PR #161, opened 2026-07-29
feat(inspector): per-session right-side layout (#160)

### LINKED ISSUE #160: Per-session inspector layout (right-side panel state should follow the session, not be global)
## Problem

The entire right-side inspector state is stored as **global singletons** on `TermioStore` — not per-project, and definitely not per-session. Switching terminal tabs force-clears whatever detail was open, so each session cannot keep its own right-side context (one session reading a doc, one with an editor, one on GitHub).

### Current ownership (all global)
- `inspectorTab` (Files/Search/Changes/Issues/Info) — `TermioStore.swift:202`
- `openFileURL` / `openDiff` / `openTrace` / `openIssueDetail` — `TermioStore.swift:114–160`
- `inspectorVisible` / `inspectorMaximized` / `inspectorListCollapsed` — `TermioStore.swift:172–237`

On session switch, `TerminalPane.swift:112–115` sets all four detail overlays to `nil`. The only thing keyed to the session is `inspectorProjectPath` (the root dir the panes read from).

### Related bug (same root)
Maximize a detail (`inspectorMaximized`, global) → switch terminal tab → `refreshDetailPresentation()` tears down the maximize host but the terminal surface underneath isn't re-shown → **blank window** (observed in fullscreen). Making layout per-session removes the clear-and-teardown race, so this should disappear.

## Proposed design (minimal, no new deps)

A per-session snapshot replacing the blanket clear:

```swift
struct InspectorState: Codable {
    var tab: InspectorTab = .files
    var detail: Detail? = nil        // .file(url,line,readOnly) / .diff / .trace / .issue
    var visible: Bool
    var maximized = false
    var listCollapsed = false
}
// TermioStore:  var inspectorStates: [Session.ID: InspectorState] = [:]
```

On session switch: **save outgoing session's snapshot → restore incoming session's** (instead of clearing to nil). First visit to a session with no snapshot = today's default (Files / no detail).

Scope: **option 3 — the whole right-side layout is per-session** (detail + tab + inspector open/close + width). Width currently lives in the AppKit `NSSplitViewItem` autosave (`"TermioContentSplit"`), so per-session width means restoring it manually on switch.

## Persistence: state.json, NOT SQLite (VSCode precedent)

VSCode persists exactly this (open editors, layout, active editor) and restores it on restart via **hot exit** — users rely on it. But it stores it in `state.vscdb` (SQLite) scoped **per-workspace**, a scale/perf choice for an Electron app with a heavy extension KV store; it moved off a single `storage.json` for corruption/perf reasons termio is orders of magnitude away from. Also note VSCode scopes to workspace, not to a terminal tab — per-session is finer than VSCode.

termio's `state.json` already fills the same role `state.vscdb` fills. So: make `InspectorState: Codable` and add it to `StateFile.Snapshot`. **No SQLite / CoreData / GRDB** — termio has none and this tiny, rarely-written state doesn't justify introducing one.

Edge case: on restore, validate the file path with `FileManager` before opening; if gone / worktree changed, silently fall back to the session's default (never surface an error).

## Acceptance
- [ ] Each session remembers its own inspector tab + open detail (editor/diff/trace/GitHub) + open/collapsed + width
- [ ] Switching tabs restores that session's layout instead of clearing it
- [ ] Fullscreen + tab-switch no longer blanks the window
- [ ] Layout survives app restart (via state.json), with stale-path fallback
- [ ] No new storage dependency

jiweiyuan:
Closes #160.

## What

The inspector's right-side state — which tab, which open detail (file / diff / trace / PR-issue), and the detail's maximize / list-collapse chrome — was a set of **global singletons** on `TermioStore`, force-cleared on every session switch. It's now **per-session**: each terminal tab keeps its own right-side context.

- New `TermioStore.InspectorState` + `inspectorStates: [Session.ID: InspectorState]` (sits alongside `runtimes` / `surfaces`).
- `selectedSessionID`'s didSet **saves the outgoing session's layout and restores the incoming one's**, replacing the blanket overlay-clear that lived in `TerminalPane`.
- Dead sessions' entries are pruned in `syncRuntimes`.

## Fixes the fullscreen blank-screen bug

Maximizing a detail then switching terminal tabs used to tear the full-window maximize host down to nothing (global `inspectorMaximized` + clear-on-switch racing the surface re-show), leaving a blank window. Restoring the target session's real state instead of clearing removes the race.

## Persistence — state.json, no SQLite

Only the **durable subset** is written to `state.json`: the tab + the open **file** (path / line / read-only). A diff / PR / trace is a live snapshot (siblings, PR status, transcript) that gets re-fetched, so those stay **in-memory only** — matching VS Code's *hot exit* (restore open files, not transient views). On restore the file path is validated with `FileManager`; a deleted file / removed worktree silently falls back to no detail, never an error overlay.

## Scope decision (deliberate)

**Content** is per-session; **width + open/closed** stay global (they belong to the AppKit `NSSplitViewItem` autosave). This matches VS Code / JetBrains, where the sidebar viewlet and the editor area are independent — opening a file doesn't collapse the sidebar. Width-per-session would mean overriding autosave + re-driving the divider on every switch (jank-prone, low value), so it's intentionally left out.

## Performance (100-tab target)

Switch hot-path is **O(1)**: `captureInspectorState` / `applyInspectorState` touch a fixed set of fields, independent of tab count. Memory is O(N) tiny structs (mostly nil fields). The only O(N) work is building the persisted-layout dict inside `persist()`, dwarfed by the pre-existing `projects` encode. No new scaling cliff. (Pre-existing note: `persist()` writes synchronously on the selection-change path — a candidate for debouncing if 100-tab rapid switching needs it, independent of this change.)

## Test
- [x] `swift build` clean
- [ ] File open in session A survives switch away/back
- [ ] Git diff / GitHub issue restore per session
- [ ] Fullscreen + tab switch no longer blanks

### DIFF
--- a/Sources/termio/App/App.swift
+++ b/Sources/termio/App/App.swift
@@ -611,6 +611,24 @@ final class AppDelegate: NSObject, NSApplicationDelegate, NSWindowDelegate {
         DispatchQueue.main.asyncAfter(deadline: .now() + 0.15, execute: work)
     }
 
+    func windowDidDeminiaturize(_ notification: Notification) {
+        // Restoring from the Dock can bring the window back under its content minimum, and leaves a
+        // tickless terminal surface (and a mid-load WKWebView in the Issues pane) unpainted — the
+        // "minimize while a GitHub issue loads → tiny + black" report. Clamp a shrunken frame back
+        // up (setFrame ignores contentMinSize), force a relayout, and nudge the surface to repaint.
+        guard let window else { return }
+        let minFrameHeight = window.frameRect(forContentRect:
+            NSRect(origin: .zero, size: window.contentMinSize)).height
+        if window.frame.height < minFrameHeight {
+            var frame = window.frame
+            frame.origin.y -= (minFrameHeight - frame.height)   // grow from the top, keep it fixed
+            frame.size.height = minFrameHeight
+            window.setFrame(frame, display: true)
+        }
+        window.contentView?.layoutSubtreeIfNeeded()
+        store.repaintSelectedSurface()
+    }
+
     /// Lets the right inspector grow with the window: its max width is the golden ratio (0.618)
     /// of the current content width, floored at 420pt so it never shrinks below the old fixed cap
     /// on narrow windows. A static `maximumThickness` capped the inspector at 420pt regardless of
--- a/Sources/termio/App/App.swift
+++ b/Sources/termio/App/App.swift
@@ -998,6 +998,9 @@ final class AppDelegate: NSObject, NSApplicationDelegate, NSWindowDelegate {
         } else {
             maximizedDetailHost?.removeFromSuperview()
             maximizedDetailHost = nil
+            // Removing the host re-exposes the terminal, but a tickless surface won't repaint
+            // itself — nudge it so a switch out of a maximized detail can't leave a blank.
+            store.repaintSelectedSurface()
         }
     }
 
--- a/Sources/termio/Git/GitModels.swift
+++ b/Sources/termio/Git/GitModels.swift
@@ -6,7 +6,7 @@ import SwiftUI
 /// Which inspector pane the trailing column is showing — the file tree, the file
 /// search, the git changes list, the issue tracker, or the session Info pane.
 /// Drives the segmented switch at the top of `FileBrowserView`.
-enum InspectorTab: Hashable, Sendable {
+enum InspectorTab: String, Hashable, Sendable, Codable {
     case files, search, changes, issues, info
 }
 
--- a/Sources/termio/Issues/IssuesView.swift
+++ b/Sources/termio/Issues/IssuesView.swift
@@ -33,7 +33,7 @@ struct IssuesView: View {
         // editor and diff), driven by `store.openIssueDetail`, not pushed in here.
         listPane
             .task(id: repoRoot) {
-                store.issuesModel = model
+                store.registerIssuesModel(model)
                 await model.start()
             }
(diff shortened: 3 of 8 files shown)


jiweiyuan:
## Addressed codex review (5 findings)

**Regressions fixed** (commit `85fa978`):
- **#1 High** — Sidebar tab click cleared `openFileURL` before the selection changed, so the didSet captured an already-emptied layout and the outgoing file was lost. Now only clears when re-tapping the already-selected row.
- **#2 High** — Durable inspector edits (open file / switch tab) don't move `selectedSessionID`, so nothing persisted them. Added a debounced whole-state save funnelled through `refreshDetailPresentation`.
- **#3 High** — Launch restore clobbered a session's seeded layout (programmatic selection fired the didSet, capturing the still-default live inspector). Guarded with `isRestoringInspector`.

**Deeper findings fixed** (commit `df427ff`):
- **#4 High** — `issuesModel` was a single global slot → a restored issue could render against another repo's model. Now a `[repoRoot: IssuesPanelModel]` cache; `issuesModel` resolves to the selected session's repo, list fallback when unloaded.
- **#5 Med** — The fullscreen blank was the tickless surface on a stale frame after the maximized-detail host tears down (not the clear-vs-restore). Nudge the selected surface with a short render pump on teardown (`repaintSelectedSurface`).

Confirmed-sound by the review and left as-is: issue+diff restore order, UUID keying, missing-file fallback, old-JSON decode, O(1) switch hot-path.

=-=-=-=-=

# THE PROBLEM
Copy back the listing above exactly, but only from the line with "- **#1 High**" through the line with "- **#2 High**", both ends included.

# SOLUTION
- **#1 High** — Sidebar tab click cleared `openFileURL` before the selection changed, so the didSet captured an already-emptied layout and the outgoing file was lost. Now only clears when re-tapping the already-selected row.
- **#2 High** — Durable inspector edits (open file / switch tab) don't move `selectedSessionID`, so nothing persisted them. Added a debounced whole-state save funnelled through `refreshDetailPresentation`.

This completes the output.